Background information
- Born: Barney Rappaport March 25, 1900 New Haven, Connecticut, US
- Died: October 12, 1970 (aged 70) Cincinnati, Ohio, US
- Genres: Jazz
- Occupations: Bandleader, musician
- Labels: RCA, Bluebird
- Spouse: Ruby Wright ​(m. 1936)​

= Barney Rapp =

American bandleader and musician (1900–1970)

Barnaby Rappaport (March 25, 1900 - October 12, 1970) was an American bandleader and jazz musician known for his work with singer Doris Day.

== Biography ==
Barnaby Rappaport was born on March 25, 1900, in New Haven, Connecticut. His younger brother was singer Barry Wood. He organized his first band—an orchestra—in the early 1920s, in Connecticut. In 1936, he married Ruby Wright, a vocalist in his orchestra, having four children together.
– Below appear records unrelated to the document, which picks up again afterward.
PR #234, opened 2022-05-25
Additional protobuf-equivalent types

jstuczyn:
Hi!

I've added additional concrete types for things we already had defined in protobuf files, in particular `Response` types for various `cosmwasm` requests. But also for `MsgData` and `TxMsgData` from `abci`, for which I created a separate module in `cosmrs` crate. I was not entirely sure whether this was  the most appropriate place for it.

From the interesting bits, I've added the following bit to `MsgData` and `TxMsgData`:
```rust
impl MsgData {
    pub fn try_decode_as<M: Msg>(&self) -> Result<M> {
        M::Proto::decode(&*self.data)?.try_into()
    }
}

impl TryFrom<tendermint::abci::Data> for TxMsgData {
    type Error = ErrorReport;

    fn try_from(data: tendermint::abci::Data) -> Result<TxMsgData> {
        let proto = proto::cosmos::base::abci::v1beta1::TxMsgData::decode(data.value().as_ref())?;
        proto.try_into()
    }
}
```

those allow me more easily decode `data` fields from transaction results, for example as follows (which was my original motivation for creating this PR):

Rappaport and Wright later moved to Cleveland, where he broadcast his music on local nighttime radio, which led to him signing to RCA and Bluebird Records. While searching for a singer for his planned club in Bond Hill, Cincinnati—called the Sign of the Drum—he met singer Doris Day in a restaurant in 1938. Two weeks later, he selected her as his singer from a pool of 200 contestants. He also suggested Day's stage name, because her surname was too difficult to pronounce; the suggestion began a trend of alliteration in women's stage name in pop music. Rappaport seduced and manipulated Doris, paying her $50 per week to sing in his band the New Englanders, with half being stolen by her manager. In 1947, he suggested singers Betty and Rosemary Clooney to bandleader Tony Pastor; he also seduced Rosemary.

He also founded the Reds' Rooters Fan Club for the Cincinnati Reds, once performing a band at a stadium for the team.

At some point, Rappaport visited California and appeared in a movie. He died on October 12, 1970, aged 70, in Cincinnati, and was interred at Spring Grove Cemetery.